Relationships: Rhett McLaughlin & Link Neal, Rhett McLaughlin/Link Neal
Comments: 6
Kudos: 27





	1. I will never tell you this

**Summary for the Chapter:**

> Link finds himself drunk off Rum in the bathtub on his honeymoon.

Dear Rhett,

I can’t help but wonder if i have been cursed to love you from afar for several lifetimes because this longing in my chest has been accruing for far longer than thirty years. I feel eons worth of desire for you and yet, in this life I am dammed to sit on my hands. Dammed to hold your ghost and never your body. When you look at me like I hung the stars in the sky, it heals all of the damage within me; I will never tell you this. I will never tell you that I wish I knew how it feels to hold the small of your back while we sway in your kitchen to Merle Haggard. Or that I so desperately wish to know how it feels to hold your hand and know that my love seeps all the way to the bone. But at night when I’m haunted by the fantastic murals of our past I can’t help but hope that somewhere, sometime there’s a version of me that knows what your mouth tastes like. Sometimes this thought is the only thing that brings me comfort as I could damn near go mad for wanting you. These thoughts and feelings bubble up in my throat like reflux and often the only thing that can stifle them is rum. I feel it in my wrists and my toes, this achey regret that turns my joints into brick. It’s the knowledge that I should’ve married you. This mistake that i made that tears and drink and blood will never reverse. I will never tell you this. I will sit on my hands and I will drink, but I will never tell you this.
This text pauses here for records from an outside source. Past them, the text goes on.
PR #1937, opened 2021-01-14
Add file information collector runner

### LINKED ISSUE #1825: add File Information Collector runner

gnakagaw:
Fix #1825

This PR adds `metrics_fileinfo` runner: a runner to collect lines of code and last commit datetime.
NOTE: This PR modify more than 200 files. But, almost of them are git metadata files (.git/). You may ignore that.

checklist:


images/metrics_fileinfo/Dockerfile
```diff
@@ -0,0 +1,37 @@
+# !!!!!!!!!!!!!!!!!!!!!!!!!!!!!!!!!!!!!!!!!!!!!!!!!!
+# NOTE: DO *NOT* EDIT THIS FILE. IT IS GENERATED.
+# PLEASE UPDATE Dockerfile.erb INSTEAD OF THIS FILE.
+# !!!!!!!!!!!!!!!!!!!!!!!!!!!!!!!!!!!!!!!!!!!!!!!!!!
+FROM sider/devon_rex_base:2.28.0
+
+# install file command (file type guesser)
+USER root
```
gnakagaw, line 8: > __[Goodcheck]__ Try to avoid using the `root` user as much as possible. ([view](https://sider.review/gh/repos/202486306/pulls/1937#issue-5307353))
>
> <details>
>
> Each runner is executed by the non-root user for security reasons.
> Using the `USER` command leads to more layers and bigger image size.
>
> | Rule |
> | ---- |
> | `sider.runners.root_user_in_dockerfile` |
>
> You can [close this issue](https://sider.review/gh/repos/202486306/pulls/1937#issue-5307353) if no need to fix it. [Learn more](https://help.sider.review/getting-started/working-with-issues).
>
> </details>

We need root operation to install `file` command.

images/metrics_fileinfo/Dockerfile
```diff
@@ -0,0 +1,39 @@
...
+USER $RUNNER_USER
+
+
+ARG RUNNERS_DIR=${RUNNER_USER_HOME}/runners
+
+# Install required gems first (due to slow download)
+COPY --chown=${RUNNER_USER}:${RUNNER_GROUP} Gemfile Gemfile.lock runners.gemspec analyzers.yml ${RUNNERS_DIR}/
+COPY --chown=${RUNNER_USER}:${RUNNER_GROUP} lib/runners/version.rb ${RUNNERS_DIR}/lib/runners/
+
+RUN cd ${RUNNERS_DIR} && \
```
gnakagaw, line 21: > __[hadolint]__ Use WORKDIR to switch to a directory ([view](https://sider.review/gh/repos/202486306/pulls/1937#issue-5307350))
>
> <details>
>
> | Rule | Severity |
> | ---- | -------- |
> | `DL3003` | `warning` |
>
> References:
> - <https://github.com/hadolint/hadolint/wiki/DL3003>
>
> You can [close this issue](https://sider.review/gh/repos/202486306/pulls/1937#issue-5307350) if no need to fix it. [Learn more](https://help.sider.review/getting-started/working-with-issues).
>
> </details>

This is implemented  in a base template file..

lib/runners/processor/metrics_fileinfo.rb
```diff
@@ -0,0 +1,83 @@
+module Runners
+  class Processor::MetricsFileInfo < Processor
+    Schema = _ = StrongJSON.new do
+      # @type self: SchemaClass
+
+      let :runner_config, Schema::BaseConfig.base
+      let :issue, object(
+          line_of_code: integer?,
+          last_commit_datetime: string
```
suetsuguk, line 9: Can you use `Time` class rather than `string` so that we can easily find most recent file in a directory at the Sideci code?
Also, `git log` with `--format=format:%at(not aI)` tells us UNIX timestamp to be passed to the `Time.at()` method.

ybiquitous: StrongJSON does not natively support the `Time` class. Perhaps, it seems preferred to save a timestamp as the ISO8601 format like `TraceWriter`:

https://github.com/sider/runners/blob/d04de90bbed730a159a3efcdc168a09fae9f9889/lib/runners/trace_writer.rb#L101

README.md
```diff
@@ -29,6 +29,7 @@ All 36 analyzers are provided as a Docker image:
 | JSHint | [docker](https://hub.docker.com/r/sider/runner_jshint), [source](https://github.com/jshint/jshint), [doc](https://help.sider.review/tools/javascript/jshint) | ✅ |
 | ktlint | [docker](https://hub.docker.com/r/sider/runner_ktlint), [source](https://github.com/pinterest/ktlint), [doc](https://help.sider.review/tools/kotlin/ktlint) | ✅ |
 | LanguageTool | [docker](https://hub.docker.com/r/sider/runner_languagetool), [source](https://github.com/languagetool-org/languagetool), [doc](https://help.sider.review/tools/others/languagetool) | ✅ |
+| Metrics File Info | [docker](https://hub.docker.com/r/sider/runner_metrics_fileinfo) | ✅ |
```
suetsuguk, line 32: Add URLs for both `source` and `doc` to the list of analyzers as;
```suggestion
| Metrics File Info | [docker](https://hub.docker.com/r/sider/runner_metrics_fileinfo), [source](https://github.com/coreutils/coreutils), [doc](https://help.sider.review/tools/metrics/fileinfo) | ✅ |
```
This is done by issuing `$ bundle exec rake readme:generate` command after adding following lines in `analyzers.yml`.
Regarding the doc path, refer to [this comment](https://github.com/sider/runners/pull/1878#discussion_r553749388).

```
  metrics_fileinfo:
    name: Metrics File Info
    github: coreutils/coreutils
    doc: tools/metrics/fileinfo
```

images/metrics_fileinfo/Dockerfile.erb
```diff
@@ -0,0 +1,12 @@
+FROM sider/devon_rex_base:2.28.0
+
+# install file command (file type guesser)
+USER root
+RUN apt-get update -y && \
+    apt-get install -qq -y --no-install-recommends file="1:5.35-4+deb10u1" && \
+    apt-get clean && \
+    rm -rf /var/lib/apt/lists/*
+USER $RUNNER_USER
```
suetsuguk, line 9: I think `file` command is so stable that we can always use the latest version. Can we make the version relaxed as follows?

```suggestion
USER root
RUN apt-get update && \
    apt-get install -y --no-install-recommends file && \
    apt-get clean && \
    rm -rf /var/lib/apt/lists/*
USER $RUNNER_USER
```

This is the exact copy from our `shellcheck` [Dockerfile](https://github.com/sider/runners/blob/master/images/shellcheck/Dockerfile.erb).

lib/runners/processor/metrics_fileinfo.rb
```diff
@@ -0,0 +1,83 @@
...
+      )
+    end
```
suetsuguk, line 11: [nitpick] inconsistent indentation

```suggestion
      let :issue, object(
        line_of_code: integer?,
        last_commit_datetime: string
      )
    end
```

lib/runners/processor/metrics_fileinfo.rb
```diff
@@ -0,0 +1,83 @@
...
+
+    FILE_COMMAND_VALID_PLAIN_TEXT_FORMATS = ["ASCII text", "UTF-8 Unicode text", "ISO-8859 text"].freeze
+
+    def analyzer_version
+      @analyzer_version ||= capture3!("wc", "--version").then do |stdout, |
+        stdout.split(/\R/)[0][/\d*\.\d*/].then {|ver| ver.nil? ? "unknown" : ver}
+      end
+    end
```
suetsuguk, line 19: Can you use useful `extract_version!` method of `Processor` class as?

```suggestion
    def analyzer_version
      @analyzer_version ||= extract_version!("wc")
    end
```

lib/runners/processor/metrics_fileinfo.rb
```diff
@@ -0,0 +1,83 @@
...
+
+      Results::Success.new(guid: guid, analyzer: analyzer).tap do |result|
+        generate_issues(loc, last_commit_datetime).each { |issue| result.add_issue(issue) }
+      end
+    end
+
+    private
+
+    def generate_file_list
+      Dir.glob("**/*", File::FNM_DOTMATCH).reject { |e| File.directory? e or e.start_with? ".git/" }
```
suetsuguk, line 39: Can you use the `Changes.all_files_in()` method? See the [code](https://github.com/sider/runners/blob/d04de90bbed730a159a3efcdc168a09fae9f9889/lib/runners/changes.rb#L77-L84).

suetsuguk: Just a comment. We can get a list of files except `.git` directory by issuing `git ls-files`. With `--eol` option, we also get a file attribute (e.g. text, binary). But, from the view of performance, it seems to be not good to get tons of file-names from stdout of `git` command rather than standard `Dir.glob()` method.

lib/runners/processor/metrics_fileinfo.rb
```diff
@@ -0,0 +1,83 @@
...
+        stdout.split(/\R/)[0][/\d*\.\d*/].then {|ver| ver.nil? ? "unknown" : ver}
+      end
+    end
+
+    # This analyser use git metadata (.git/).
+    def use_git_metadata_dir?
+      true
+    end
+
+    def analyze(_changes)
```
suetsuguk, line 26: I prefer simple **one-loop** structure rather than several Hash instances for each metric.
A pseudo code below reduces the number of loops (and the memory usage of hash).

```ruby
target_files.each |file|
  loc = analyze_line_of_code(file) # returns Integer value of LOC
  last_commit_datetime = analyze_last_commit_datetime(file) # returns String value of date-time

    result.add_issue(construct_issue(loc, last_commit_datetime))
  end
end
```

Could you please reconsider?

lib/runners/processor/metrics_fileinfo.rb
```diff
@@ -0,0 +1,83 @@
...
+
+    def analyze_last_commit_datetime(target_files)
+      target_files.map do |file|
+        stdout, _, _  = capture3!("git", "log", "-1", "--format=format:%aI", file)
+        [file, stdout]
+      end.to_h
+    end
+
+    def is_text_file?(target_file)
+      stdout, _, _ = capture3!("file", "-E", "-b", target_file)
```
suetsuguk, line 77: I think it is better to use mime format with `--mime` which describes in more machine-readable forms.

```console
$ file -E -b README.md
exported SGML document, UTF-8 Unicode text
$ file -E -b --mime README.md
text/plain; charset=utf-8
$ file -E -b --mime logo.jpg
image/jpeg; charset=binary
```

suetsuguk:
As for [expectations.rb](https://github.com/gnakagaw/runners/blob/7cc589c707671ba1a607b970d9354c55acd94798/test/smokes/metrics_fileinfo/expectations.rb), there are no test files in sub-directories. We need to place some files in sub-directories to test the line of `path: relative_path(fname),` in metrics_fileinfo.rb.

lib/runners/processor/metrics_fileinfo.rb
gnakagaw: @suetsuguk It seems to be difficult to use `Time` class. according to ybiquitous's comment. What is the suitable format for SideCI Code?

suetsuguk: Any format which can be converted to `Time` class is acceptable. iso8601 is fine for me. The `Time.iso8601()` method will be used.

gnakagaw: @suetsuguk OK. The current code use ISO8601 extended. ([an example](https://github.com/gnakagaw/runners/blob/1825_add_file_information_collector_runner/test/smokes/metrics_fileinfo/expectations.rb#L17)). We can parse the format with `Time.iso8601()`.

```bash
irb(main):003:0> require 'time'
=> false
irb(main):004:0> Time.iso8601("2021-01-01T10:00:00+09:00")
=> 2021-01-01 10:00:00 +0900
irb(main):005:0>
```

suetsuguk: I confirmed that the Ruby docs shows the same format as an [example](https://docs.ruby-lang.org/ja/latest/method/Time/s/iso8601.html). Keep the current code unchanged. Thank you.

lib/runners/processor/metrics_fileinfo.rb
gnakagaw: Thx. I've fixed my editor's settings.

lib/runners/processor/metrics_fileinfo.rb
gnakagaw: > Can you use the equivalent Changes.all_files_in() method? 

Thanks, it's the identical method. But we cannot call it from a runner because it is a private class method of `Changes` class.
https://github.com/sider/runners/blob/d04de90bbed730a159a3efcdc168a09fae9f9889/lib/runners/changes.rb#L84

gnakagaw: > . We can get a list of files except .git directory by issuing git ls-files. With --eol option, we also get a file attribute (e.g. text, binary).
It's useful for `is_text_file?` method. We can remove `file` command from the runner container. I'll use it in it.

lib/runners/processor/metrics_fileinfo.rb
gnakagaw: It's so reasonable. I'll rewrite them.

lib/runners/processor/metrics_fileinfo.rb
suetsuguk: Seen from the code, `all_files_in()` is defined as `self` class method, and has no side-effects. I think we can raise it to public.

lib/runners/processor/metrics_fileinfo.rb
gnakagaw: I'll rewrite the method with `git ls-files --eol [target file]`. But this is good tips. Thanks.

lib/runners/processor/metrics_fileinfo.rb
gnakagaw: memo: The method was implemented in the commit.
https://github.com/sider/runners/commit/63f894ced6c25698838a70a32c517cbeeaaa7728

lib/runners/processor/metrics_fileinfo.rb
suetsuguk: The `git ls-files --eol` only tells us if a file is text or binary. We cannot obtain further details. We may want to know file types (e.g. image, pdf, zip) and use them to show the file information on Sideci in the future. Maybe not now, but someday. I agree to use `git ls-files` this time.

README.md
```diff
@@ -29,6 +29,7 @@ All 36 analyzers are provided as a Docker image:
 | JSHint | [docker](https://hub.docker.com/r/sider/runner_jshint), [source](https://github.com/jshint/jshint), [doc](https://help.sider.review/tools/javascript/jshint) | ✅ |
 | ktlint | [docker](https://hub.docker.com/r/sider/runner_ktlint), [source](https://github.com/pinterest/ktlint), [doc](https://help.sider.review/tools/kotlin/ktlint) | ✅ |
 | LanguageTool | [docker](https://hub.docker.com/r/sider/runner_languagetool), [source](https://github.com/languagetool-org/languagetool), [doc](https://help.sider.review/tools/others/languagetool) | ✅ |
+| Metrics File Info | [docker](https://hub.docker.com/r/sider/runner_metrics_fileinfo), [source](https://github.com/coreutils/coreutils), [doc](https://help.sider.review/tools/metrics/fileinfo) | ✅ |
```
gnakagaw, line 32: > __[remark-lint]__ Link to https://help.sider.review/tools/metrics/fileinfo is dead ([view](https://sider.review/gh/repos/202486306/pulls/1937#issue-5341368))
>
> <details>
>
> | Rule | Severity |
> | ---- | -------- |
> | `no-dead-urls` | `warn` |
>
> You can [close this issue](https://sider.review/gh/repos/202486306/pulls/1937#issue-5341368) if no need to fix it. [Learn more](https://help.sider.review/getting-started/working-with-issues).
>
> </details>

We'll create it later.

gnakagaw:
> As for [expectations.rb](https://github.com/gnakagaw/runners/blob/7cc589c707671ba1a607b970d9354c55acd94798/test/smokes/metrics_fileinfo/expectations.rb), there are no test files in sub-directories. We need to place some files in sub-directories to test the line of `path: relative_path(fname),` in metrics_fileinfo.rb.

fix: 50e4886159ee3d5509cafd5865539ae99a8190bc

README.md
gnakagaw: fix: 0b1d563002b4aca9e2bf36a392c88823c241090b

lib/runners/processor/metrics_fileinfo.rb
gnakagaw: fix: 989b6dc31fe7409e407f0dbd148571321b82eece

lib/runners/processor/metrics_fileinfo.rb
gnakagaw: fix: 3ee11d1f329743ce85acba5da3234c7c49dab038

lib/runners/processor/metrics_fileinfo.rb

**Notes for the Chapter:**

> Love me some love sick Link


	2. I love you

**Summary for the Chapter:**

> Link tells Rhett that he loves him for the first time.

Dear Rhett, 

Last Friday was the first day I told you that I loved you without buffering the statement with the notion that we are brothers. Since then this has become something that we say. There is no big show of regression or withdrawal, it is simply an assertion. With this new found blasé I can’t stop myself from saying it; from shouting it at the top of my lungs: Rhett Mclaughlin I love you! Those three words that until recently I don’t think I ever truly told them to you. At least not in the way that I so deeply meant it. I can’t help but feel that with each new admission a part of me, the part of my heart that you have always inhabited, is withering. Each new statement is a reminder of my desperation and of your dismissal. The thing that is now hanging over my head the same way that the need to clarify our brotherhood used to, is that no matter many times it tumbles from my mouth, you do not feel this for me. When you tell me you love me, although the vocalization is no longer present, the sentiment that we are, and have always been, brothers still is. I feel disgusted by my need for you. My need to have you in all the ways that your wife has. I crave you, and I dream of you. Every day that I have to sit next to you and take in your presence I am both revitalized and destroyed and I don’t know how that could be.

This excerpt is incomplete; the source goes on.